Contracts this bounds independently along each axis. Will be equal to calling bounds.erodeX( x ).erodeY( y ).erodeZ( z ).

This is the mutable form of the function erodedXYZ(). This will mutate (change) this bounds, in addition to returning this bounds itself.

shiftX( x : number ) : Bounds3¶

Translates our bounds horizontally by x.

This is the mutable form of the function shiftedX(). This will mutate (change) this bounds, in addition to returning this bounds itself.

shiftY( y : number ) : Bounds3¶

Translates our bounds vertically by y.

This is the mutable form of the function shiftedY(). This will mutate (change) this bounds, in addition to returning this bounds itself.

shiftZ( z : number ) : Bounds3¶

Translates our bounds depth-wise by z.

This is the mutable form of the function shiftedZ(). This will mutate (change) this bounds, in addition to returning this bounds itself.

shiftXYZ( x : number, y : number, z : number ) : Bounds3¶

Translates our bounds by (x,y,z).

This is the mutable form of the function shifted(). This will mutate (change) this bounds, in addition to returning this bounds itself.

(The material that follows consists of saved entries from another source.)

PR #326, opened 2023-10-11
feat: task send transaction(s)

aorumbayev:
# Proposed changes

- Adding ability to send transactions from goal clerk compatible signed txn objects
- Supports inputs via --file, --transaction options OR piped input

## Extra fixes

- Adding custom json encoder for sign method when confirmation popup shows up to display canonical goal clerk compatible txn fields AND fix the bug that would crash on encoding of AppCall transactions


src/algokit/cli/tasks/send_transaction.py
```diff
@@ -0,0 +1,166 @@
...
+        file_content = json.loads(raw_file_content)
+    except json.JSONDecodeError as ex:
+        raise click.ClickException("Invalid piped transaction content!") from ex
+
+    # Check if the content is a list of dicts with the required fields
+    if not isinstance(file_content, list) or not all(_is_sign_task_output_txn(item) for item in file_content):
+        raise click.ClickException("Invalid piped transaction content!")
+
+    # Convert the content into SignedTransaction objects
+    return [encoding.msgpack_decode(item["content"]) for item in file_content]  # type: ignore[no-untyped-call]
```
robdmoore, line 56: what is `"content"`?

src/algokit/cli/tasks/send_transaction.py
```diff
@@ -0,0 +1,166 @@
...
+    Args:
+        network (str): The network to which the transactions will be sent.
+        txns (list[SignedTransaction]): A list of signed transactions to be sent.
+
+    Returns:
+        None: The function does not return any value.
+    """
+    algod_client = load_algod_client(network)
+
+    if any(txn.transaction.group for txn in txns):
```
robdmoore, line 109: If the transaction group doesn't match on all of the transactions, what would happen?

robdmoore (approved):

src/algokit/cli/tasks/send_transaction.py
robdmoore: Should we use `transaction` instead to be clearer? What format is it in?

aorumbayev: @robdmoore renamed into `transaction_id` its just a string value.

src/algokit/cli/tasks/send_transaction.py
aorumbayev: @robdmoore algosdk will handle that and throw `inconsistent group values` error during sending the transaction group

PR #142, opened 2018-10-17
Completed rename of training group 

njall:
And added some GOBLET members to training group (more to come..)


njall:
Hi, I've started a bunch of commits on this fork - so when this is all groovy and can be merged I'll start working on branches of the main repo. 

So addressing the issues you picked out before (thanks for that!!)

- It seems that some former members are not listed, e.g. Phil Barker.
 
 - Done, added all the people currently engaged in developing specs to the training group. 

  - It was bugging me making YAML files so I wrote a script. Simply add your group members names and which group it is, and run to generate new YAML files for each  https://gist.github.com/njall/2221b572489a7270d2a8aaf766927d3b

- links to the specifications are broken

  - This is because they're in draft status. They can be found on devSpecs/<schemaname> but this automatically links to specs. Might need to add a separate field for in_dev_specifications. I've removed the links for now. We intend to release these specs in the new year, so I'll uncomment them then

- the list of contributors in a specification are missing.

  - Could you elaborate on this? Is this solved by my latest commits?

PR #148, opened 2018-11-10
Pruning out unused folders

AlasdairGray:
These folders were created by map2model but unused. Examples are all stored in the Specification repository


AlasdairGray:
@ricardoaat can you confirm that we do not need these folders?

PR #158, opened 2018-11-17
Ric/livedeploy/adding chembl implementation

ricardoaat:
ChEMBL now implements Dataset and MolecularEntity. Added those to the LiveDeploy page.


ricardoaat:
We do have plans to include DataCatalog on the website, but right now we have implemented DataSet and MolecularEntity on ChEMBL website, so for now I think it should be include on LiveDeploys Dataset and MolecularEntity sections only.

AlasdairGray:
The markup I looked at included DataCatalog markup

ricardoaat:
Maybe I've missed it, where can I find the markup you looked with DataCatalog?

AlasdairGray:
It was stated that the dataset was in a days catalog and then a description of the catalog was given. Did I misread something?

http://www.macs.hw.ac.uk/~ajg33

ricardoaat:
Yes, but it's far from complete. Since we are not including much information of the DataCatalog (not even the minimum for Bioschemas) just yet in the property "includedInDataCatalog", I don't think we could say we properly marked up the DataCatalog type on that JSON-LD. As soon as I have it online it, I believe we could have it as a live deploy.

AlasdairGray:
OK, that's a fair point. I only glanced through it.

ricardoaat:
Thank you!

PR #162, opened 2018-12-12
added alliancegenome  to live deploy

nathandunn:


nathandunn:
Our changes for Bioschemas / Gene are in there as well, but won't be in production until March.

AlasdairGray:
When you add them in we can update the live deploy page again.

PR #164, opened 2019-01-15
Data catalog v0.2 draft

AlasdairGray:
Draft specification updated based on discussions at Biohackathon. Changes here reflect the crosswalk spreadsheet.

**Change Log**

Property | Change | GitHub Issue(s) | Note 
-- | -- | -- | -- 
  | Other | #175 | Examples added to many properties 
keywords | Cardinality |   | Changed to many to allow multiple forms
rdf:type | Other | #146 | Removed from explicit set of properties, but still minimal; Now implicit 
about | Added |   | Enables link to the topic of the catalog 
identifier | Cardinality |   | Changed to many to allow multiple forms 
publication | Deprecated | #128 | publication was not being used correctly 
fileFormat | Deprecated |   | SupersededBy encodingFormat on schema.org 
encodingFormat | Added |   | Supersedes fileFormat on schema.org


ljgarcia:
hi @AlasdairGray 

Keywords, as defined in schema.org should be only one with commas separating multiple values. About identifier to MANY, not sure about it. Identifier should be used for the official one that will be mostly used for findability, any other could go to sameAs

AlasdairGray:
I guess this is down to interpretation of MANY. I'm easy either way as they would be semantically equivalent.

AlasdairGray:
@sarala has added examples for the minimal properties where these were missing. This PR also closes issue [128](https://github.com/BioSchemas/specifications/issues/128).

PR #167, opened 2019-02-04
Create people file for Yvan Le Bras

frmichel:
Yvan just joined the community (email exchanged with Leyla and I).

### DIFF
--- a/_people/ylebras.md
+++ b/_people/ylebras.md
@@ -1,0 +1,11 @@
+---
+layout: person-details
+id: ylebras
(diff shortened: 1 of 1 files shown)


frmichel:
Hi @ljgarcia, 

This means that each _people file points to the groups, and conversely that each _group file points to the group members.
Right? Not a problem to have this redundant information?

Franck.

ljgarcia:
@frmichel regarding your question, maybe @AlasdairGray can tell you better

PR #169, opened 2019-02-04
Biotea2bioschemas

ljgarcia:
Scholarly publication related articles started during the Paris BioHacakthon following the model proposed by Biotea


ljgarcia:
Pages working, specs are drafts so this can go in.

AlasdairGray:
It's unclear to me why we need such fine grained modelling of scholarly publications. Why do we need to distinguish between Journal and ScholarlyPublication.

Also, some of the links in the pull request do not work.SemanticScholarlyAnnotation (whatever that is) takes you to the Journal profile.

PR #179, opened 2019-04-04
Rephrased text and changed email address

AlasdairGray:


martin-nc:
Yes, that's better. Or you could make it even easier by adding the email address:

> ...let us know via the <a href="http://lists.w3.org/Archives/Public/public-bioschemas/">public mailing list <i class="fas fa-envelope"></i></a> (<a href="mailto:public-bioschemas@w3.org">public-bioschemas@w3.org</a>).

This way could go to the mailing list to see if a topic has already been asked, or get the email address without an extra click.

AlasdairGray:
I've now added that. If you are happy, please merge the pull request.

PR #180, opened 2019-04-08
Update software page

kcmcleod:
1. Moved BuzzBang into an Archive section at bottom of page.
2. Reordered the list of tools as GoCrawlIt seems like it should also be in Archive, so no longer 3rd item in list. 
3. Left Validata and MarkupBuilder as placeholders.

Other changes?


AlasdairGray:
I've made further changes:
- Moved request for updates to top of page
- Ordered tools based on 
  - Own tools over external (i.e. Google's generic search)
  - Tools that are in active development
- Minor corrections to layout and presentation

kcmcleod:
Fine.

Though could be made to look nicer as the spacing is off for the GoCrawlIt. Perhaps another job for Sean?

PR #181, opened 2019-04-12
Cached copy of Bioschemas proposal for schema.org

AlasdairGray:
For the 8 May meeting it would be good to have a copy of the proposal that 

1. Can be accessed by everyone without needing to install any software and 
1. Does not rely on the appspot site since this has a low daily usage limit

This pull request creates a new schema directory that contains a cache of the proposal, i.e. the full content of the appspot site is available from bioschemas.org/schema/

A potential issue with this approach is that people start editing the content here and this is then not reflected in the schemaorg proposal. However, we would have the git commits and would be able to see which files have been changed and then copy those changes by hand into the schemaorg proposal.

Another issue is that we already have the devTypes, e.g. [Protein](https://bioschemas.org/devTypes/Protein/). After the meeting, we will need to think about how best to proceed with our proposal versus the devTypes content.


kcmcleod:
You've cached the files in this repo, but I don't see an obvious link to the local copy. How do people know to access it? I assumed a link on the f2f meeting page, but I cant find one. 

> A potential issue with this approach is that people start editing the content here and this is then not reflected in the schemaorg proposal

As you say, I think that is simple (though perhaps) time consuming to resolve using the git commits.
Another potential problem is that if some work on the local copy and others the appspot copy, do you loose synergy when they are not (re)viewing each other's work?

ljgarcia:
+1 to @kcmcleod comments regarding editions on both places. 
And, I did not find a link to the schema.

AlasdairGray:
I was going to add the link to the F2F meeting once we got the cache copy on the website.

Only Leyla and I were editing the appspot version, so I don't think it is a huge concern of edits being in multiple places. A bigger concern is the low access limit we have at appspot which would prevent us from being able to view the content at all.

PR #182, opened 2019-04-25
Removing isa-explore from live deploys

kcmcleod:
http://scientificdata.isa-explorer.org/ is no longer online, ie, URL doesn't resolve


AlasdairGray:
The resource resolves for me and comes back with a DataCatalog when tested with the Google [tool](https://search.google.com/structured-data/testing-tool#url=http%3A%2F%2Fscientificdata.isa-explorer.org%2F)

kcmcleod:
Agreed, it is now back. Should delete PR

PR #171, opened 2017-04-04
fix(styles): Provide browser list to Autoprefixer

markdalgleish:
We're currently relying on the default browser support policy of Autoprefixer, instead of defining our own, as we would typically do in an application context. The list in this PR is taken from our core search product, but further changes may be required.


mengtzu:
:shipitparrot:

PR #169, opened 2017-04-04
feat(Header): Provide compiled header library for non-React consumers

markdalgleish:
This PR is pretty self explanatory, if you look at the diff for `README.md` 😄

PR #173, opened 2017-04-04
fix(dist): Add .npmignore so dist folder is published

dborysiewicz:
It is a copy of what was in .gitignore but swapped dist for docs so we can use https://github.com/seek-oss/seek-style-guide/pull/169.


markdalgleish:
@dborysiewicz just updated the name of the PR so that this fix is published to npm

PR #176, opened 2017-04-10
fix(components): Automatically add displayName to React components

markdalgleish:
Also refactored babel config into the 'config' folder, shared with webpack decorators.

I stumbled across this issue when I noticed that, seemingly since we fixed the minification step, our documentation now shows minified component names in many cases, e.g.

screen shot 2017-04-10 at 1 28 13 pm

### DIFF
--- a/config/babel.config.js
+++ b/config/babel.config.js
@@ -1,9 +1,11 @@
 module.exports = ({ reactHotLoader = false }) => ({
+  babelrc: false,
   presets: [
     'es2015',
     'react'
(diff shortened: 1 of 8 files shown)


markdalgleish:
You can see the fix when you compare [production](https://seek-oss.github.io/seek-style-guide/typography) to the [Surge preview](http://seek-style-guide--5d0c2d1e87cc57249b4680c2e95b6c82eb477624.surge.sh/typography).

PR #178, opened 2017-04-12
feat(Loader): Add Loader component

adenj:
Added the Loader component currently being used in Houston with a fade in animation.


docs/src/demoSpecs.js
```diff
@@ -21,5 +22,6 @@ export default [
   Dropdown,
   Rating,
   Header,
-  Footer
+  Footer,
+  Loader
```
markdalgleish: I'd probably move this higher up the list, maybe before `Header`?

PR #179, opened 2017-04-13
feat(Header): Display first part of user email if no username is present

adenj:
If no user name is on authenticated account the Header will display the first part of the users
email address

### DIFF
--- a/react/Header/Header.js
+++ b/react/Header/Header.js
@@ -33,7 +33,7 @@ export default function Header({
   const userClasses = classnames({
     [styles.user]: true,
     [styles.user_isReady]: authenticationStatus === UNAUTHENTICATED ||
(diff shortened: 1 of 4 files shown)


react/Header/Header.js
```diff
@@ -32,9 +33,11 @@ export default function Header({
   const userClasses = classnames({
     [styles.user]: true,
     [styles.user_isReady]: authenticationStatus === UNAUTHENTICATED ||
-      (authenticationStatus === AUTHENTICATED && userName)
+      (authenticationStatus === AUTHENTICATED && userName || userEmail)
```
michaeltaranto: Can you add parenthesis around `userName || userEmail`, otherwise it will match when even if the `authenticationStatus` is not `AUTHENTICATED`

shift( v : Vector3 ) : Bounds3¶

Translates our bounds by the given vector.

Instance Properties¶

isBounds¶

(readonly)

Helps to identify the dimension of the bounds

dimension¶

(readonly)

Static Methods¶

cuboid( x : number, y : number, z : number, width : number, height : number, depth : number ) : Bounds3¶

Returns a new Bounds3 object, with the cuboid (3d rectangle) construction with x, y, z, width, height and depth.

@param x - The minimum value of X for the bounds. @param y - The minimum value of Y for the bounds. @param z - The minimum value of Z for the bounds. @param width - The width (maxX - minX) of the bounds.` @param height - The height (maxY - minY) of the bounds. @param depth - The depth (maxZ - minZ) of the bounds.

point( x : number, y : number, z : number ) : Bounds3¶

Returns a new Bounds3 object that only contains the specified point (x,y,z). Useful for being dilated to form a bounding box around a point. Note that the bounds will not be "empty" as it contains (x,y,z), but it will have zero area.

Static Properties¶

NOTHING : Bounds3¶

(readonly)

A constant Bounds3 with minimums = \(\infty\), maximums = \(-\infty\), so that it represents "no bounds whatsoever".

This allows us to take the union (union/includeBounds) of this and any other Bounds3 to get the other bounds back, e.g. Bounds3.NOTHING.union( bounds ).equals( bounds ). This object naturally serves as the base case as a union of zero bounds objects.

Additionally, intersections with NOTHING will always return a Bounds3 equivalent to NOTHING.

@constant {Bounds3} NOTHING

EVERYTHING : Bounds3¶

(readonly)

A constant Bounds3 with minimums = \(-\infty\), maximums = \(\infty\), so that it represents "all bounds".

This allows us to take the intersection (intersection/constrainBounds) of this and any other Bounds3 to get the other bounds back, e.g. Bounds3.EVERYTHING.intersection( bounds ).equals( bounds ). This object naturally serves as the base case as an intersection of zero bounds objects.

Additionally, unions with EVERYTHING will always return a Bounds3 equivalent to EVERYTHING.

@constant {Bounds3} EVERYTHING

Bounds3IO : IOType¶

(readonly)

Source Code¶

See the source for Bounds3.ts in the dot repository.